Jacques Nantel (Photo: HEC Montreal)
Quebec’s economy is not yet at the end of its problems according to HEC Montreal professor emeritus Jacques Nantel, who predicts a recession later this year. This is one of the effects of the crisis on COVID-19 that he refers to in his book Take it out! Our consumption between pandemic and climate crisis. Deals he was interviewed for the publication of his book.
Les Affaires – You mention in your book that we are in danger of going from a status of “confined consumer” to “consumer under siege”. What do you mean ?
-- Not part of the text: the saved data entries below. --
PR #367, opened 2026-08-21
feat(prioritization): show the listed row count beside the heading

perrozzi:
## Summary

The Prioritization heading said nothing about how long the list below it is, so a reader could not tell at a glance whether the backlog had finished loading. A small count badge now sits next to the `<h1>`:

- **Counts the rows the list actually renders** — `allRows.length`, the same array `PRFAQList` maps over and the same one the "Total Proposals" card counts. Two numbers for one quantity is how a page loses the trust this badge exists to earn, so it reads the one array rather than re-deriving a count (a test pins the badge and the card to each other).
- **Withheld while the read is in flight.** A `0` there would be a claim about a backlog nobody has read yet, and it is the one number a reader would take as "the list finished and it is empty" — precisely the wrong reading. The list below already shows a spinner for that state. Once the read lands, `0 proposals` is honest and is the state the badge is most use in.
- **Counted with its noun** (`3 proposals`, `1 proposal`) via `count` interpolation, not a bare numeral: beside a heading a lone number has no subject, and a screen reader announcing "Prioritization 3" says nothing. New key `headingCount_one` / `headingCount_other` added to all eight locales (de, en, es, fr, ja, ko, pt, zh), which keeps `localeParity.test.ts` and `i18n-check` happy — CJK locales get the `_other` form they need.
- `text-gray-600` on the badge, per the measured contrast table already recorded in `BAND_STYLE` (gray-500 fails AA below 18.5px on this page's gray-50 background).

**The table/list itself is untouched** — the diff is the header component, the wiring of one prop from the page, the eight locale files, and tests.

### Decisions made

- **Rows, not projects or documents.** A project whose PRD and PR/FAQ describe one idea is *one* row on this page, and the stats cards were already fixed once for counting documents instead. The badge counts what is on screen.
- **Hidden rather than dashed during loading.** The stats cards use an explained `—` because they are permanently-present cards with labels; a badge beside a heading has no label to hang an explanation on, and it can simply not be there for the second the read takes.
- **No `aria-live`.** It is not an update announcement, it is part of the heading area; it renders with the list it describes.

## Build and test results

| Command | Result |
|---|---|
| `npm run typecheck` (`tsc -b --noEmit`) | **pass** |
| `npm run lint` (`eslint . --max-warnings 0`) | **pass** |
| `vitest run src/pages/Prioritization/Prioritization.test.tsx` | **pass** — 81/81 (5 new) |
| `vitest run src/i18n src/pages/Prioritization` | **pass** — 363/363, 12 files |
| `node scripts/i18n-check.mjs` | **unchanged** — `Total missing: 0 / extra: 12 / empty: 0 / untranslated: 20`, byte-identical to the same run on a stashed tree |
| `mise run build` | **not runnable** — `mise ERROR no tasks defined`; there is no mise task file in this repo |
| `vite build` (the real build, run directly) | **fails in this container for an environment reason, not the change**: `EMFILE: too many open files` from `lucide-react`'s per-icon ESM files. `ulimit -n` is 1024 and hard-capped, so it cannot be raised here; each rerun dies a few hundred modules further along at a different import. `tsc -b` — the type-checking half of `npm run build` — passes cleanly, and the setup notes record the build already failing before any of my changes. |

New tests, all of which fail without the change:

- counts the rows the list below renders, with their noun (and asserts the badge is the heading's sibling, i.e. actually *next to* it)
- agrees with the Total Proposals card
- says nothing while the list is still being read
- reads zero once the read lands empty
- counts a single row in the singular (`1 proposal`, not `1 proposals`)

```abca-verify
selector h1
selector #prioritization-row-count
text #prioritization-row-count "proposal"
no-console-errors
```

The three assertions are chosen to hold on an empty preview database: with no projects the read lands empty and the badge renders `0 proposals`, so the `text` line matches on the noun rather than on any seeded count. The badge's `id` is one I added, so it is a stable selector.

## Agent notes

**What went well.** This page turned out to have already solved the hard version of the problem twice, so the work was mostly a matter of not re-solving it differently. `StatsCards` had a long comment explaining exactly why "Total Proposals" counts rows and not documents, and why the other three cards dash rather than print `0` when the team read is uncountable — that reasoning transferred directly to the loading state of the badge, and reusing `allRows.length` (rather than counting projects, or `sortedRows`) is what let me write a test asserting the badge and the card agree.

**What was difficult.** The build. `mise run build` does not exist in this repo, and the real `vite build` cannot complete in this container: `lucide-react` ships one file per icon, the fd limit is 1024 and hard-capped, and the build dies with `EMFILE` at a different module each run. I verified the type-checking half (`tsc -b`) separately, which is the half that could plausibly be broken by a source change, and leaned on the test suite for the rest. Also worth knowing: `npx <pkg>` fails in this container (`npm error Lock compromised`) — `npm install` in `voc-datalake/frontend` and then `./node_modules/.bin/vitest` works.

**Conventions discovered.**
- Locale JSON is `json.dumps(..., indent=2, sort_keys=True)` exactly — keys sorted, two-space, trailing newline. I confirmed this by round-tripping all eight files before editing, which is worth doing: an unsorted insert produces a large spurious diff.
- Three separate gates watch i18n and they check different things: `localeParity.test.ts` (same key set everywhere, plus every English-pluralized key must have `_other` or a bare form in every locale), `i18nKeys.test.ts` (no colons in key paths — `:` is i18next's `nsSeparator` and this app depends on it), and `scripts/i18n-check.mjs` (missing/extra/empty/untranslated *and* unused keys). A new key must satisfy all three; the useful trick is to run `i18n-check` on a stashed tree and diff the totals, since it reports pre-existing noise.
- Keys must be **literals** inside `t(...)`. A ternary choosing between two keys inside the call makes `i18n-check` report both as unused — the existing code puts the condition outside the call and there are comments saying so.
- Comments in this codebase explain *why not* as much as *why*. I matched that register; the alternatives I rejected (bare numeral, `0` while loading, dashing like the cards) are written down at the code rather than only here.
- No `data-testid` anywhere in `src` — tests select by role and text. I added an `id` instead, which the page already uses for `aria-labelledby` targets and which the verify block needs.

- Adding a `mise.toml` (or setting `pipeline.buildCommand` to `npm run build`) would turn on the build gate that is currently inert. Bundling `lucide-react` imports, or raising the container fd limit, would make that build actually completable.
- `Prioritization.tsx` is ~1030 lines with four components in it; `PrioritizationHeader`, `StatsCards` and `SortControls` are independent and would each be easier to touch as their own file.
- `Prioritization.test.tsx` is ~2260 lines. Its `oneRowPerDocument` / `useLayout` / `R` proxy harness is genuinely good and worth reading before writing any new test on this page — but the file is at the point where splitting by concern (scores, read failures, notes, chrome) would help.

### DIFF
--- a/voc-datalake/frontend/public/locales/de/prioritization.json
+++ b/voc-datalake/frontend/public/locales/de/prioritization.json
@@ -77,6 +77,8 @@
     "description": "Bewerten Sie jedes Dokument nach: <strong>Auswirkung</strong>, <strong>Markteinführungszeit</strong>, <strong>Strategische Passung</strong> und <strong>Konfidenz</strong>.",
     "title": "Priorisierungsrahmen"
   },
+  "headingCount_one": "{{count}} Vorschlag",
+  "headingCount_other": "{{count}} Vorschläge",
   "loading": "Dokumente werden geladen...",
   "noteTooLong": {
     "description": "Notizen sind auf {{max}} Zeichen begrenzt, und eine längere Notiz wird nicht gekürzt, sondern abgelehnt. Kürzen Sie die Notiz in der bearbeiteten Zeile und speichern Sie dann erneut. Es wurde noch nichts gespeichert.",
--- a/voc-datalake/frontend/public/locales/en/prioritization.json
+++ b/voc-datalake/frontend/public/locales/en/prioritization.json
@@ -77,6 +77,8 @@
     "description": "Score each document on: <strong>Impact</strong>, <strong>Time to Market</strong>, <strong>Strategic Fit</strong>, and <strong>Confidence</strong>.",
     "title": "Prioritization Framework"
   },
+  "headingCount_one": "{{count}} proposal",
+  "headingCount_other": "{{count}} proposals",
   "loading": "Loading documents...",
   "noteTooLong": {
     "description": "Notes are limited to {{max}} characters, and a longer note is refused rather than shortened. Trim the note on the row you edited, then save again. Nothing has been saved yet.",
--- a/voc-datalake/frontend/public/locales/es/prioritization.json
+++ b/voc-datalake/frontend/public/locales/es/prioritization.json
@@ -77,6 +77,8 @@
     "description": "Puntúe cada documento en: <strong>Impacto</strong>, <strong>Tiempo de comercialización</strong>, <strong>Ajuste estratégico</strong> y <strong>Confianza</strong>.",
     "title": "Marco de priorización"
   },
+  "headingCount_one": "{{count}} propuesta",
+  "headingCount_other": "{{count}} propuestas",
   "loading": "Cargando documentos...",
   "noteTooLong": {
     "description": "Las notas están limitadas a {{max}} caracteres, y una nota más larga se rechaza en lugar de recortarse. Acorte la nota de la fila que editó y vuelva a guardar. Todavía no se ha guardado nada.",
--- a/voc-datalake/frontend/public/locales/fr/prioritization.json
+++ b/voc-datalake/frontend/public/locales/fr/prioritization.json
@@ -77,6 +77,8 @@
     "description": "Évaluez chaque document sur : <strong>Impact</strong>, <strong>Délai de mise sur le marché</strong>, <strong>Adéquation stratégique</strong> et <strong>Confiance</strong>.",
     "title": "Cadre de priorisation"
   },
+  "headingCount_one": "{{count}} proposition",
+  "headingCount_other": "{{count}} propositions",
   "loading": "Chargement des documents...",
   "noteTooLong": {
     "description": "Les notes sont limitées à {{max}} caractères, et une note plus longue est refusée plutôt que tronquée. Raccourcissez la note de la ligne modifiée, puis enregistrez de nouveau. Rien n'a encore été enregistré.",
--- a/voc-datalake/frontend/public/locales/ja/prioritization.json
+++ b/voc-datalake/frontend/public/locales/ja/prioritization.json
@@ -77,6 +77,8 @@
     "description": "各ドキュメントを次の基準で評価: <strong>インパクト</strong>、<strong>市場投入時間</strong>、<strong>戦略的適合性</strong>、<strong>確信度</strong>。",
     "title": "優先順位付けフレームワーク"
   },
+  "headingCount_one": "提案 {{count}} 件",
+  "headingCount_other": "提案 {{count}} 件",
   "loading": "ドキュメントを読み込み中...",
   "noteTooLong": {
     "description": "メモは{{max}}文字までで、これを超えるメモは切り詰められずに拒否されます。編集した行のメモを短くしてから、もう一度保存してください。まだ何も保存されていません。",
--- a/voc-datalake/frontend/public/locales/ko/prioritization.json
+++ b/voc-datalake/frontend/public/locales/ko/prioritization.json
@@ -77,6 +77,8 @@
     "description": "각 문서를 다음 항목으로 평가하세요: <strong>영향도</strong>, <strong>출시 시간</strong>, <strong>전략적 부합도</strong>, <strong>신뢰도</strong>.",
     "title": "우선순위 지정 프레임워크"
   },
+  "headingCount_one": "제안 {{count}}건",
+  "headingCount_other": "제안 {{count}}건",
   "loading": "문서 로드 중...",
   "noteTooLong": {
     "description": "메모는 {{max}}자까지 입력할 수 있으며, 이를 넘는 메모는 잘리지 않고 거부됩니다. 수정한 행의 메모를 줄인 후 다시 저장하세요. 아직 저장된 내용은 없습니다.",
--- a/voc-datalake/frontend/public/locales/pt/prioritization.json
+++ b/voc-datalake/frontend/public/locales/pt/prioritization.json
@@ -77,6 +77,8 @@
     "description": "Pontue cada documento em: <strong>Impacto</strong>, <strong>Tempo para o Mercado</strong>, <strong>Alinhamento Estratégico</strong> e <strong>Confiança</strong>.",
     "title": "Framework de Priorização"
   },
+  "headingCount_one": "{{count}} proposta",
+  "headingCount_other": "{{count}} propostas",
   "loading": "Carregando documentos...",
   "noteTooLong": {
     "description": "As notas são limitadas a {{max}} caracteres, e uma nota mais longa é recusada em vez de encurtada. Reduza a nota da linha que você editou e salve novamente. Nada foi salvo ainda.",
--- a/voc-datalake/frontend/public/locales/zh/prioritization.json
+++ b/voc-datalake/frontend/public/locales/zh/prioritization.json
@@ -77,6 +77,8 @@
     "description": "对每个文档进行评分：<strong>影响力</strong>、<strong>上市时间</strong>、<strong>战略契合度</strong>和<strong>置信度</strong>。",
     "title": "优先级排序框架"
   },
+  "headingCount_one": "{{count}} 个提案",
+  "headingCount_other": "{{count}} 个提案",
   "loading": "加载文档中...",
   "noteTooLong": {
     "description": "备注最多 {{max}} 个字符，超出长度的备注会被拒绝，而不会被截断。请缩短所编辑行的备注，然后重新保存。目前尚未保存任何内容。",
--- a/voc-datalake/frontend/src/pages/Prioritization/Prioritization.test.tsx
+++ b/voc-datalake/frontend/src/pages/Prioritization/Prioritization.test.tsx
@@ -1067,6 +1067,88 @@ describe('Prioritization', () => {
     })
   })
 
+  describe('the heading says how long the list is', () => {
+    /** The badge beside the `<h1>`, or null while it is withheld. */
+    const countBadge = () => document.getElementById('prioritization-row-count')
+
+    it('counts the rows the list below renders, with their noun', async () => {
+      // Two projects in the default harness, so two rows — p1's PRD and PR/FAQ are
+      // ONE row. Counting documents would say three, which is the miscount the stats
+      // cards already fixed once; this badge reads the same array the list maps over.
+      renderPrioritization()
+
+      await waitFor(() => {
+        expect(countBadge()).toHaveTextContent('2 proposals')
+      })
+      // Adjacent to the heading, not floated somewhere else on the page: the point is
+      // that a reader looking at the title can see the size without scrolling.
+      const heading = screen.getByRole('heading', { name: 'Prioritization' })
+      expect(heading.parentElement).toContainElement(countBadge())
+    })
+
+    it('agrees with the Total Proposals card', async () => {
+      // Two numbers for one quantity is how a page loses a reader's trust, which is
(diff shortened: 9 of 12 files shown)


perrozzi:

This is a frontend-only change: `PrioritizationHeader` gains a count badge next to the `<h1>` driven by two new props (`isLoading`, `rowCount={allRows.length}`), plus `headingCount_one`/`headingCount_other` in all eight locales and five new tests. The approach is right — reusing `allRows.length` so the badge can't disagree with the "Total Proposals" card, hiding rather than printing `0` during the initial read, and pluralizing with `count` interpolation all match existing conventions on this page. Two things need attention: the badge makes a false claim when the read *fails* (not just while it's in flight), and one of the new tests can pass vacuously.

### Blockers

- `voc-datalake/frontend/src/pages/Prioritization/Prioritization.tsx:461` (badge) and `:910` (wiring) — the badge is only withheld for `isLoading`. If the projects/scores read errors, TanStack Query leaves `isLoading` false while `allRows` is empty, so the page renders `0 proposals` beside an error state. That is exactly the reading the PR argues against ("the list finished and it is empty"), just for the failure path instead of the in-flight path. Gate on the error/no-data condition too (e.g. `isLoading || isError`, or drive it off whether the read landed at all), and add the matching regression test — the suite already has a read-failure section to hang it on.

### Should fix

- `Prioritization.test.tsx` — "agrees with the Total Proposals card" can pass without asserting anything:
  - `getByText('Total Proposals').previousElementSibling?.textContent` is optional-chained, and `expect(...).toContain(total ?? '')` makes `toContain('')` trivially true if the card's value node ever moves. Assert `expect(total).toBeTruthy()` (or read the value by a stable selector) before the comparison.
  - `toContain` on a bare numeral is also loose — `"12 proposals"` contains `"2"`. Compare against the full expected string, or at least anchor the numeral.
  - `within(grid as HTMLElement)` uses an `as` assertion on a possibly-null `closest()` result, against the repo's preference for type guards; `expect(grid).not.toBeNull()` first would both narrow and fail usefully.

“Nantel” Jacques. Being confined, we could do nothing or really spend. But in the years to come, the “besieged consumer” threatens to come under pressures he doesn’t like: rising inflation, rising interest rates, rising tax rates and falling services because in debt that needs to be lowered.
The state has done well to increase debt and money supply to support the economy during the pandemic. But it has created problems, including inflation, that are inevitable. And which is exacerbated by the logistics problems experienced by companies.
There are two ways to reduce debt for the state: get more money out of the pockets of taxpayers or businesses and reduce services. There will also be another solution, especially rapid GDP growth, but I don’t have much hope in the medium term on this topic.
LA-Are you worried that inflation of more than 2% will become common?
JN- I have always been skeptical about the central bank’s goal of keeping inflation at 2%. As if he could control it directly! There is no “inflation” button he can press. There are no factors pointing to the situation the Bank of Canada wants: supply chains are still turbulent, the money supply is high, and labor shortages and the rising cost of living are creating higher demand for wages drive inflation.
When wages start to rise, it creates a ratchet effect. The price of wood may have dropped, but wages hardly dropped. It has a lasting effect. Inflation is becoming somewhat structural. I expect it to be over 2% this year and even next year.
LA-Are you expecting a recession?
JN- I don’t want it, but I’m afraid it’s inevitable. Many Quebec companies are still using artificial respirators thanks to government assistance that are still present. When this support is lost, many of them will not survive. I hope I’m wrong, but I believe the recession will come in the 3rd or 4th quarter of this year.
LA – Buying locally was mentioned during the pandemic. Is this a trend that will continue?
JN – Yes, but not for the reasons we think. Local buying will come from retailers, institutions and businesses, not consumers. This will continue because we realize as a society that our production and our consumption are becoming vulnerable to the very long supply chain abroad and therefore more vulnerable. The other consequence of the pandemic is that we have discovered opportunities for local production. For example, we don’t make wipes in Quebec. But having a minimum production from it in all sorts of places would be wise. It should be encouraged in particular by the State through institutional purchases. Local production will grow, I have no doubt.
LA – Do you think pandemic consumption has changed? What is consumption tomorrow?
JN- The pandemic is likely to have a significant impact for the future. Some spending will increase for structural reasons, such as housing, which will eat up a larger portion of household budgets. This will be the case for tenants as well as for landlords, due to rising prices and rents, along with interest rates.
Moreover, with wages expected to rise rather than inflation, consumers will need to reduce non -essential spending. Unfortunately, these reductions will affect sectors severely affected by the pandemic, such as catering, entertainment, culture and travel. I expect a rebound in these industries with deconfinement, but then they will be under pressure. On the other hand, teleworking generates less expenditure on transportation and clothing.
LA – Do you think the business world has learned from the crisis?
JN- I believe some companies have learned to do things differently: telecommuting, supply chain, local purchasing … But this is the exception. Most people want to go back to 2018 and not learn from it. Whatever we say and do, there is another crisis approaching the horizon: climate change. The pandemic is something of a dress rehearsal for rethinking our economy.
Editor’s note: Responses to this interview have been edited for clarity and brevity.